▸ Problem
Exactly as given, reproduce the records in full.
--- START ---
PR #716, opened 2025-11-11
Implement Base.IndexStyle for PyObjectArray using a type argument

JamesWrigley:
Base already defines a IndexStyle(::AbstractArray) method for object arguments that uses the object type, so we can implement that directly and avoid the invalidations from implement Base.IndexStyle(::PyObjectArray). Fixes these invalidations:
```julia
 inserting IndexStyle(x::PythonCall.PyObjectArray) @ PythonCall.JlWrap ~/.julia/dev/PythonCall/src/JlWrap/objectarray.jl:13 invalidated:                                                                                                       
   backedges: 1: superseding IndexStyle(A::AbstractArray) @ Base indices.jl:94 with MethodInstance for IndexStyle(::AbstractArray) (132 children) 
```

### DIFF
--- a/src/JlWrap/objectarray.jl
+++ b/src/JlWrap/objectarray.jl
@@ -10,7 +10,7 @@ PyObjectArray(x::AbstractArray{T,N}) where {T,N} = PyObjectArray{N}(x)
 
 pyobjectarray_finalizer(x::PyObjectArray) = GC.enqueue_all(x.ptrs)
 
-Base.IndexStyle(x::PyObjectArray) = Base.IndexStyle(x.ptrs)
+Base.IndexStyle(T::Type{<: PyObjectArray}) = Base.IndexStyle(fieldtype(T, :ptrs))
 
 Base.length(x::PyObjectArray) = length(x.ptrs)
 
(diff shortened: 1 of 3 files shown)


JamesWrigley:
I took the liberty of removing some `Dates.value()` methods in 7766cc8 that seem unnecessary, on the Julia 1.12.2 backports branch that fixes these invalidations:
```julia
 inserting value(d::PythonCall.NumpyDates.TimeDelta64) @ PythonCall.NumpyDates /gpfs/exfel/data/scratch/wrigleyj/julia-depot/packages/PythonCall/MxsO4/src/NumpyDates/TimeDelta64.jl:26 invalidated:
   backedges: 1: superseding value(x::Dates.Period) @ Dates ~/src/julia/usr/share/julia/stdlib/v1.12/Dates/src/periods.jl:10 with MethodInstance for Dates.value(::Dates.Period) (285 children)
```

Bringing the total number of invalidations for v1 on the future 1.12.2 release down to 340 :)

cjdoris:
Oh the tests aren't running because changing the base doesn't trigger them... Can you push a trivial commit (or two commits to get back to the current state) to trigger it? It'll all get squashed away anyway. Or maybe there is a more elegant way.

JamesWrigley:
I squashed them in e3e4f6a, that seems to have done the trick.

PR #718, opened 2025-11-12
Fix arguments for `ArrayValue.__array__()`

JamesWrigley:
Not sure how but this was broken on the v1 branch. Maybe from a rebase mistake?

### DIFF
--- a/src/JlWrap/array.jl
+++ b/src/JlWrap/array.jl
@@ -357,8 +357,14 @@ function init_array()
                     # convert to an array-like object
                     arr = self
                     if not (hasattr(arr, "__array_interface__") or hasattr(arr, "__array_struct__")):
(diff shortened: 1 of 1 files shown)


JamesWrigley:
I found some other issues with `__array__()`:
- The `copy=None` argument is not supported on numpy v1, tried fixing that with a poor mans version check in 9ac67bd.
- It always returns a numpy array with `dtype=object`. I suspect this is because of the missing 'first attempt' in v1 compared to main, which I tried adding back in 31e9a8c.

Not entirely sure if my changes are correct though.

cjdoris:
Can you make a separate issue about numpy v1 please.

JamesWrigley:
Sorry, forgot about this :sweat_smile:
--- END ---
▸ Answer below
PR #716, opened 2025-11-11
Implement Base.IndexStyle for PyObjectArray using a type argument

JamesWrigley:
Base already defines a IndexStyle(::AbstractArray) method for object arguments that uses the object type, so we can implement that directly and avoid the invalidations from implement Base.IndexStyle(::PyObjectArray). Fixes these invalidations:
```julia
 inserting IndexStyle(x::PythonCall.PyObjectArray) @ PythonCall.JlWrap ~/.julia/dev/PythonCall/src/JlWrap/objectarray.jl:13 invalidated:                                                                                                       
   backedges: 1: superseding IndexStyle(A::AbstractArray) @ Base indices.jl:94 with MethodInstance for IndexStyle(::AbstractArray) (132 children) 
```

### DIFF
--- a/src/JlWrap/objectarray.jl
+++ b/src/JlWrap/objectarray.jl
@@ -10,7 +10,7 @@ PyObjectArray(x::AbstractArray{T,N}) where {T,N} = PyObjectArray{N}(x)
 
 pyobjectarray_finalizer(x::PyObjectArray) = GC.enqueue_all(x.ptrs)
 
-Base.IndexStyle(x::PyObjectArray) = Base.IndexStyle(x.ptrs)
+Base.IndexStyle(T::Type{<: PyObjectArray}) = Base.IndexStyle(fieldtype(T, :ptrs))
 
 Base.length(x::PyObjectArray) = length(x.ptrs)
 
(diff shortened: 1 of 3 files shown)


JamesWrigley:
I took the liberty of removing some `Dates.value()` methods in 7766cc8 that seem unnecessary, on the Julia 1.12.2 backports branch that fixes these invalidations:
```julia
 inserting value(d::PythonCall.NumpyDates.TimeDelta64) @ PythonCall.NumpyDates /gpfs/exfel/data/scratch/wrigleyj/julia-depot/packages/PythonCall/MxsO4/src/NumpyDates/TimeDelta64.jl:26 invalidated:
   backedges: 1: superseding value(x::Dates.Period) @ Dates ~/src/julia/usr/share/julia/stdlib/v1.12/Dates/src/periods.jl:10 with MethodInstance for Dates.value(::Dates.Period) (285 children)
```

Bringing the total number of invalidations for v1 on the future 1.12.2 release down to 340 :)

cjdoris:
Oh the tests aren't running because changing the base doesn't trigger them... Can you push a trivial commit (or two commits to get back to the current state) to trigger it? It'll all get squashed away anyway. Or maybe there is a more elegant way.

JamesWrigley:
I squashed them in e3e4f6a, that seems to have done the trick.

PR #718, opened 2025-11-12
Fix arguments for `ArrayValue.__array__()`

JamesWrigley:
Not sure how but this was broken on the v1 branch. Maybe from a rebase mistake?

### DIFF
--- a/src/JlWrap/array.jl
+++ b/src/JlWrap/array.jl
@@ -357,8 +357,14 @@ function init_array()
                     # convert to an array-like object
                     arr = self
                     if not (hasattr(arr, "__array_interface__") or hasattr(arr, "__array_struct__")):
(diff shortened: 1 of 1 files shown)


JamesWrigley:
I found some other issues with `__array__()`:
- The `copy=None` argument is not supported on numpy v1, tried fixing that with a poor mans version check in 9ac67bd.
- It always returns a numpy array with `dtype=object`. I suspect this is because of the missing 'first attempt' in v1 compared to main, which I tried adding back in 31e9a8c.

Not entirely sure if my changes are correct though.

cjdoris:
Can you make a separate issue about numpy v1 please.

JamesWrigley:
Sorry, forgot about this :sweat_smile:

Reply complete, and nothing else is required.